The timing of a fixed length intervention is important and a delay in introducing action can give a "better" result than an early intervention. However, you need to be careful as to how you define "better"! To illustrate this, the graph below plots how the peak fraction of the population in the infectious group over the 18 month epidemic changes with the day of introduction of a 90 day lock-down which reduces the $$R_0$$ value from 2.4 to the given value, and below this the corresponding fraction of the population exposed. It is obvious that the best day to introduce the lock-down for keeping the peak down so that the health service is not overwhelmed (which may lead to more deaths) is not the same day as that which results in the lowest population exposure (which may also lead to more deaths).

##### Is the SIR model using differential equations a good model?
The SIR model using differential equations can certainly be instructive in terms of giving a picture of the overall behaviour of an epidemic and can give valuable insights into the scale of effects under no intervention and imposed action scenarios. It does have limitations however in that it assumes the population is well mixed, and the probability that a susecptible person will meet an infected person is fixed based on the number of infected people in the population.

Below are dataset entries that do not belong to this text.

PR #1517, opened 2018-05-22
[RESTEASY-1805] Add support for priorities and fix issue with local R…

asoldano:
…esteasyProviderFactory instances


asoldano:
@chkal FYI

PR #1520, opened 2018-05-23
[RESTEASY-1865] SynchronousDispatcher #getResource not returning Resource Instance

rnetuka:
JIRA: https://issues.jboss.org/browse/RESTEASY-1865

dispatcher.getRegistry().addSingletonResource(...) works for ResourceMethodInvoker (returned object is the proper singleton), but not for resourceContext.getResource(...). Here, the object being returned is simply constructed one by ResteasyProviderFactory using a constructor.

### DIFF
--- a/resteasy-jaxrs/src/main/java/org/jboss/resteasy/core/ResourceMethodRegistry.java
+++ b/resteasy-jaxrs/src/main/java/org/jboss/resteasy/core/ResourceMethodRegistry.java
@@ -366,6 +366,10 @@ public class ResourceMethodRegistry implements Registry
             rootNode.addInvoker(fullpath, locator);
          else root.addInvoker(classExpression, fullpath, locator);
       }
+
+      if (rf instanceof SingletonResource) {
+         providerFactory.registerSingletonResource((SingletonResource) rf);
+      }
    }
 
    /**
--- a/resteasy-jaxrs/src/main/java/org/jboss/resteasy/spi/ResteasyProviderFactory.java
+++ b/resteasy-jaxrs/src/main/java/org/jboss/resteasy/spi/ResteasyProviderFactory.java
@@ -20,6 +20,7 @@ import org.jboss.resteasy.plugins.delegates.MediaTypeHeaderDelegate;
 import org.jboss.resteasy.plugins.delegates.NewCookieHeaderDelegate;
 import org.jboss.resteasy.plugins.delegates.UriHeaderDelegate;
 import org.jboss.resteasy.plugins.providers.RegisterBuiltin;
+import org.jboss.resteasy.plugins.server.resourcefactory.SingletonResource;
 import org.jboss.resteasy.resteasy_jaxrs.i18n.LogMessages;
 import org.jboss.resteasy.resteasy_jaxrs.i18n.Messages;
 import org.jboss.resteasy.specimpl.LinkBuilderImpl;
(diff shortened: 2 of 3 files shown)


resteasy-jaxrs/src/main/java/org/jboss/resteasy/spi/ResteasyProviderFactory.java
```diff
@@ -2436,6 +2450,14 @@ public T getContext(Class type)
...
       Constructor<?> constructor = PickConstructor.pickSingletonConstructor(clazz);
       Object obj = null;
+
+      if (isSingletonResource(clazz))
+      {
+         SingletonResource factory = singletonResourceFactories.get(clazz);
+         obj = factory.createResource(request, response, this);
+      }
+      else
+      {
```
rnetuka: I've not indented the else branch as it would have caused very confusing diff

rnetuka:
@dansiviter This solution works and was tested for SingletonResource only. To have more generic solution, I advice to create it as a complex enhancement since we don't have any more relevant test cases.provided by the bug reporter.

rnetuka:
@asoldano Done

rnetuka:
Fixed. Please, review again. Particulary this line:
https://github.com/resteasy/Resteasy/pull/1520/files#diff-be425f1e75ab8a4f6b0a674dcc8d5136R2647

(within changed files)
ResteasyProviderFactory
obj = factory.createResource(request, response, this)**.toCompletableFuture().getNow(null);**

asoldano:
@rnetuka thanks, sorry for the late reply, I've been on PTO and then catching up. I don't see problems in the line that you mentioned. Now that I think more about this PR, though, I'm thinking that the hashmap you're adding should be made a thread safe... WDYT?

ronsigal:
Hi @rnetuka,

I don't see anything in the JAX-RS spec (2.0 or 2.1) that suggests that the resource returned by ResourceContext.getResource() should be any particular iinstance. The javadoc says
>Get ****a**** resolved instance of a resource or sub-resource class.

[My bold emphasis.] Could you elaborate?

-Ron

ronsigal:
Hi @rnetuka, there are a couple of outstanding questions here. Any thoughts?

rsearls:
Hi @rnetuka,
Please rebase again.
@ronsigal, Once rebased, this looks good to merge.

resteasy-jaxrs/src/main/java/org/jboss/resteasy/core/ResourceMethodRegistry.java
```diff
@@ -366,6 +366,10 @@ protected void processMethod(ResourceFactory rf, String base, ResourceLocator me
             rootNode.addInvoker(fullpath, locator);
          else root.addInvoker(classExpression, fullpath, locator);
       }
+
+      if (rf instanceof SingletonResource) {
```
ronsigal: Hi @rnetuka,

I'm questioning whether this should be in
```
   protected void register(ResourceFactory rf, String base, ResourceClass resourceClass)
   {
      for (ResourceMethod method : resourceClass.getResourceMethods())
      {
         processMethod(rf, base, method);
      }
      for (ResourceLocator method : resourceClass.getResourceLocators())
      {
         processMethod(rf, base, method);
      }
   }
```
Otherwise, you'll be calling registerSingletonResource() for each method, no?

-Ron

jamezp:

PR #1533, opened 2018-06-01
[RESTEASY-1346 / RESTEASY-1418] RESTEasy Tracing Feature | Part 1

liweinan:
This is the rebased version of https://github.com/resteasy/Resteasy/pull/1516


liweinan:
This is the rebased commit to sum up all the work in https://github.com/resteasy/Resteasy/pull/1516 and https://github.com/resteasy/Resteasy/pull/1494

liweinan:
@asoldano Here is the final version(hopefully) of the first commit for resteasy tracing feature. Could you please help to check it?

resteasy-jaxrs/src/main/java/org/jboss/resteasy/tracing/RESTEasyTracingLoggerImpl.java
```diff
@@ -0,0 +1,145 @@
...
+    public long timestamp(final RESTEasyTracingEvent event) {
+        if (isEnabled(event.level())) {
+            return System.nanoTime();
+        }
+        return -1;
+    }
+
+    @Override
+    public void flush(final MultivaluedMap<String, Object> headers) {
+        final String[] messages = tracingInfo.getMessages();
```
asoldano: Do we need any check here on in the callers of the flush method here to ensure the processing is performed only when needed? Or maybe we need this in any case? I'm just thinking about performances.

liweinan: @asoldano `flush()` method flushes the data in `tracingInfo` and put it into response headers, and `tracingInfo` is injected by `logImpl` method of `RESTEasyTracingLoggerImpl`:

```
tracingInfo.addMessage(message);
```

This is the single place that `tracingInfo` is added, and `tracingInfo` itself is private.

So the checking point is in `logImpl(...)` method:

```java
if (isEnabled(event.level())) {
...
    final RESTEasyTracingMessage message = new RESTEasyTracingMessage(event, duration, messageArgsStr);
    tracingInfo.addMessage(message);
...
```

So to use the tracingLogger, taking the usages in `SynchronousDispatcher` for example:

```java
...
tracingLogger.log(RESTEasyServerTracingEvent.FINISHED, response.getStatus());
...
tracingLogger.flush(response.getOutputHeaders());
...
```

tracingLogger will always call `log(...)` for server side tracing *and* add the info into `tracingInfo` according to the level set and mode set. This is controlled by `log(...)` method internally.

So if the level is to disable the tracing, then `tracingInfo` will be empty.

In conclusion:

- `tracingInfo` is manipulated insided `logImpl(...)` function and it's private data of `RESTEasyTracingLoggerImpl`.
- `logImpl(...)` takes care of the tracing threshold and tracing mode.
- `tracingInfo` is empty, if tracing level is set to OFF or when controlling by ON_DEMAND mode.
- `flush(...)` method will do nothing when `tracingInfo` is empty.

asoldano: OK, makes sense, thanks.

This is a so-called point model as it does not use information for the geographical spread of the population and limitation is clear; if the majority of infection is in London, the probability of a susceptible person from Manchester meeting an infectious person from London is small unless those people have travelled between the two cities. To allow for this the differential equations can be modified to allow for diffusion of disease in the spatial domain as well as the time domain. Another approach, which has become more popular as computing power grows, is to use an agent-based method, where agents represent individuals or groups of individuals and are allowed to move and react to circumstances. This allows for the capture of complex behaviour such as travel and commuting routes, super-spreaders and those that fail to comply with social distancing restrictions.